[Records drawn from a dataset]
PR #15, opened 2020-04-05
Added an option to override the decorator generator

EricRabil:
Hi, in this PR I simply added a constructor parameter that allows one to override the decorator function.

I found the lack of customization to be inconvenient, and this PR solves the problem I was encountering.

### DIFF
--- a/src/plugins/cursor-plugin.js
+++ b/src/plugins/cursor-plugin.js
@@ -73,17 +73,17 @@ export const createDecorations = (state, awareness) => {
  * @param {Awareness} awareness
  * @return {any}
  */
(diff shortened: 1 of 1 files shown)


EricRabil:
I updated the PR to override the portion of the `createDecorations` function responsible for composing the `HTMLElement`. This standardizes the positioning of the cursor while allowing its composition to be overridden.

amilich:
This looks super helpful

dmonad:
Hey @EricRabil , thanks for this feature! Sorry it took so long. I change the implementation slightly, so that yCursorPlugin accepts an options object instead of a cursorBuilder parameter. I also documented this addition in the README.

■ **Try it**: Within the records above, determine the number of lines that hold the word "plugins" and return only that value.

■ **Task result**: 2